TIL Microservice vs Monolith
POSTED ON:
TAGS: architecture dev
I've been debating over the past few months how to approach a big project at work.
The major consideration is if I go Microservice, or if I go Monolith.
What are Microservices?
Microservices are pieces of software (often just isolated functions) that do a single, tiny, independent part of a bigger application. If your application were a big company, each employee would be a microservice, each playing their own specific and small role, working alongside but independently from their coworkers. This lets you make changes to individual microservices without affecting the rest of the application. In a big company replacing or retasking one employee in a large team would probably not affect the rest of the company all that much.
via [API vs. Microservices: A Beginners Guide to Understand]
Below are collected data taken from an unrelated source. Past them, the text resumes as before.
PR #425, opened 2020-11-05
Disable coordinates control and go to button

cquiroz:
Should we make the ra/dec fields read only for the current milestone

image


rpiaggio (approved):
LGTM

PR #2186, opened 2022-09-05
Fix PM and Parallax formatting.

rpiaggio:


model/shared/src/main/scala/lucuma/utils/package.scala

(https://snipcart.com/blog/microservices-vs-api)
The benefits:
-
Microservices shine when you have to distribute the work across teams with different release schedules, different techs maybe, different processes. ref
-
You can quickly depreciate and remove unused parts. Netflix keep the old instance with the previous version running until it doesn't receive any calls, then it gets dismantled. ref
-
If one microservice goes down, the damage is isolated to only that instance.
-
Microservices aka separate processes provides forced boundaries between code. ref
-
Geographically dispersed teams; differences in security and auditing requirements across services; differences in technology (certain domains have better tooling in particular languages); and differences in the pace of release cycles are all examples of where a micro service architecture might be useful, and I’m sure there are many more use cases. ref
As for monoliths:
- When you have a small dev team, focus on modular components run as a monolith, and you will save yourself, time, money, and many headaches. If it's built modular enough, you'll be able to microservice it later as needed. ref
Not much needs to be said that wasn't covered above.
The end result #
Microservices exist to scale developers. Only when you face issues from too many devs working on the same repo are microservices a viable option. Until then, until you hit those problems you should use a monolith. ref
I landed on this as my answer.
You can do way more damage setting up a microservice architecture incorrectly in the long run than a really bad monolith.